--- THE PROBLEM ---
Determine how many lines below include the string "datasources". Reply with the number only.

[Items from a dataset]
PR #957, opened 2020-08-24
Upgrade datasources to Ng9

jmacura:
This is a first in a series of (at least) 3 PRs, which will hopefully end with a new restyled datasources.

PR #965, opened 2020-08-25
Issue 866/query ng9

raitisbe:


components/core/core.module.ts
```diff
@@ -36,6 +35,7 @@ import {HsToolbarModule} from '../toolbar/toolbar.module';
 import {HsUtilsModule} from './../utils';
 import {HttpClientModule} from '@angular/common/http';
 import {NgModule} from '@angular/core';
+import {TranslateModule} from '@ngx-translate/core';
```
FilipLeitner, line 38: Not sure why but  my webpack throws error with this import. Even in my branch https://github.com/hslayers/hslayers-ng/blob/ngx-translate/components/core/core.module.ts I had to use full path. Does it work for you @jmacura ?

components/query/query-wms.service.ts
```diff
@@ -1,72 +1,103 @@
...
+        Base.setData(group, 'features');
+      }
+    }
+  }
+
+  async request(url, infoFormat, coordinate, layer) {
+    const req_url = this.HsUtilsService.proxify(url, true);
+    const reqHash = this.HsQueryBaseService.currentQuery;
+    try {
+      const response = await this.HttpClient.get(req_url).toPromise();
```
FilipLeitner, line 68: Tried getFeatureInfo request with this WMS: http://geoportal.gov.cz/arcgis/services/CENIA/cenia_corine_2012/MapServer/WmsServer?.
Request was made but the response was not processed as there was no `featureInfoReceived()` call. 

Only managed to get proper response that appears in info panel by replacing toPromise with subscribe. Also XML headers were necessary then
```
    try {
      const headers = new Headers({'Content-Type': 'text/xml'});
      headers.set('Accept', 'text/xml');
      headers.set('Content-Type', 'text/xml');
      await this.HttpClient.get(req_url, {
        headers: new HttpHeaders().set('Content-Type', 'text/xml'),
        responseType: 'text',
      }).subscribe((response) => {
        if (reqHash != this.HsQueryBaseService.currentQuery) {
          return;
        }
        this.featureInfoReceived(response, infoFormat, url, coordinate, layer);
      });
    } 
```

FilipLeitner:
Tried getFeatureInfo request with this WMS: http://geoportal.gov.cz/arcgis/services/CENIA/cenia_corine_2012/MapServer/WmsServer?.
Request was made but the response was not processed as there was no `featureInfoReceived()` call. 

Only managed to fix it 
    try {
      const headers = new Headers({'Content-Type': 'text/xml'});
      headers.set('Accept', 'text/xml');
      headers.set('Content-Type', 'text/xml');
      await this.HttpClient.get(req_url, {
        headers: new HttpHeaders().set('Content-Type', 'text/xml'),
        responseType: 'text',
      }).subscribe((response) => {
        if (reqHash != this.HsQueryBaseService.currentQuery) {
          return;
        }
        this.featureInfoReceived(response, infoFormat, url, coordinate, layer);
      });
    } catch (err) {

components/query/query-base.service.ts
```diff
@@ -0,0 +1,403 @@
...
+          feature.getLayer(map) &&
+          feature.getLayer(map).get('title').length > 0 &&
+          feature.getLayer(map).get('title') !== 'Point clicked'
+        );
+      });
+      this.featureLayersUnderMouse = this.featuresUnderMouse.map((f) =>
+        f.getLayer(this.HsMapService.map)
+      );
+      this.featureLayersUnderMouse = this.HsUtilsService.removeDuplicates(
+        this.featureLayersUnderMouse,
```
FilipLeitner, line 147: Pop up seems to be working.... we just might also filter out features that doesnt have `.get('popUp') `...  (thats where popUp content come from, right?) so we doesnt show empty popup on drawn features or features that come from layer not configured to show pop-ups

components/core/core.module.ts
FilipLeitner: Was talking to Dailis about this one and it seems like error on my side...nevertheless according to docs it is recommended to use  12.x+ version of ngx-translate/core with Angular 9.

components/query/query-base.service.ts
jmacura: Well, `.get('popUp')` might be used, but on a `Layer` level. The attributes to be displayed are described there, not on a feature level.

components/query/query-wms.service.ts
raitisbe: Thanks @FilipLeitner for giving me some pointers. I changed it to {'Content-Type': 'text'} to support wider range of info_formats. Also toPromise() works for me now.

components/core/core.module.ts
jmacura: > 
> 
> Not sure why but my webpack throws error with this import. Even in my branch https://github.com/hslayers/hslayers-ng/blob/ngx-translate/components/core/core.module.ts I had to use full path. Does it work for you @jmacura ?

Nice and clean. No error anywhere.

components/query/partials/feature-popup.html
```diff
@@ -1,47 +1,43 @@
...
-                        <button class="btn btn-danger float-right btn-sm" ng-if="isFeatureRemovable(subFeature)" ng-click="removeFeature(subFeature)"
-                            translate data-toggle="tooltip" title="{{'Remove feature' | translate}}">
+                        <button class="btn btn-danger float-right btn-sm" *ngIf="isFeatureRemovable(subFeature)" (click)="removeFeature(subFeature)" i18n data-toggle="tooltip" i18n-title="Remove feature">
                             <i class="icon-remove-circle"></i>
                         </button>
-                        <div ng-repeat="attribute in subFeature.attributesForHover">
+                        <div *ngFor="let attribute of subFeature.attributesForHover">
                             <div class="d-flex flex-row">
                                 <div class="p-1 flex-grow-1">
-                                    {{attribute.key}}&emsp;
```
jmacura, line 16: I believe the `&emsp;` entity was quite intentional here. Otherwise the key and the value could be rendered as `keyvalue`.

components/query/partials/feature-popup.html
```diff
@@ -1,47 +1,43 @@
...
                                 </div>
-                                <div class="p-1" ng-bind-html="attribute.displayFunction(attribute.value)"></div>
+                                <div class="p-1" [innerHTML]="attribute.displayFunction(attribute.value)"></div>
                             </div>
                         </div>
                         <hr>
                     </div>
                 </div>
-                <div ng-show="!isClustered(feature) && feature.attributesForHover.length > 0" style="font-size: small; line-height: 1; margin-bottom: 2px; border-bottom: 1px solid rgb(199, 199, 199)">
+                <div [hidden]="!(!isClustered(feature) && feature.attributesForHover.length > 0)" style="font-size: small; line-height: 1; margin-bottom: 2px; border-bottom: 1px solid rgb(199, 199, 199)">
```
jmacura, line 23: Double negation is not necessary I believe.
This specific line shall be `isClustered(feature) || !(feature.attributesForHover.length > 0)`. But careful, the second part can not be converted to `feature.attributesForHover.length <= 0` safely, because it would not catch the situation when `feature.attributesForHover.length` is undefined.

components/query/partials/feature-popup.html
```diff
@@ -1,47 +1,43 @@
...
-                        ng-if="isFeatureRemovable(feature)"
-                        ng-click="removeFeature(feature)" translate data-toggle="tooltip" title="{{'Remove feature' | translate}}">
+                    <button class="btn btn-danger float-right btn-sm" *ngIf="isFeatureRemovable(feature)" (click)="removeFeature(feature)" i18n data-toggle="tooltip" i18n-title="Remove feature">
                         <i class="icon-remove-circle"></i>
                     </button>
-                    <div ng-repeat="attribute in feature.attributesForHover">
+                    <div *ngFor="let attribute of feature.attributesForHover">
                         <div class="d-flex flex-row">
                             <div class="p-1 flex-grow-1">
-                                {{attribute.key}}&emsp;
```
jmacura, line 34: `&emsp;` intentional again

components/query/partials/infopanel.html
```diff
@@ -1,22 +1,22 @@
 <hs-panel-header name="info" title="Info"></hs-panel-header>
-<div class="card panel-default hs-main-panel" ng-show="!data.coordinates[0].name.length > 0">
-    <div class="card-body m-2" translate="">Click on map for query results!</div>
+<div class="card panel- hs-main-panel" *ngIf="HsQueryBaseService.data.coordinates.length == 0">
```
jmacura, line 2: great! But `HsQueryBaseService.data.coordinates.length == 0` won't catch `HsQueryBaseService.data.coordinates.length == undefined`. It might be OK, if the undefined cannot happen by other means.

jmacura, line 2: Useless `panel-` again.

jmacura (changes requested):

components/query/feature.component.ts
```diff
@@ -0,0 +1,62 @@
...
+  isFeatureRemovable() {
+    if (this.feature.feature) {
+      return this.HsQueryVectorService.isFeatureRemovable(this.olFeature());
+    } else {
+      return false;
+    }
+  }
+
+  saveNewAttribute(attributeName, attributeValue) {
+    if (this.feature && this.feature.feature) {
```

--- RESPONSE BOX ---
2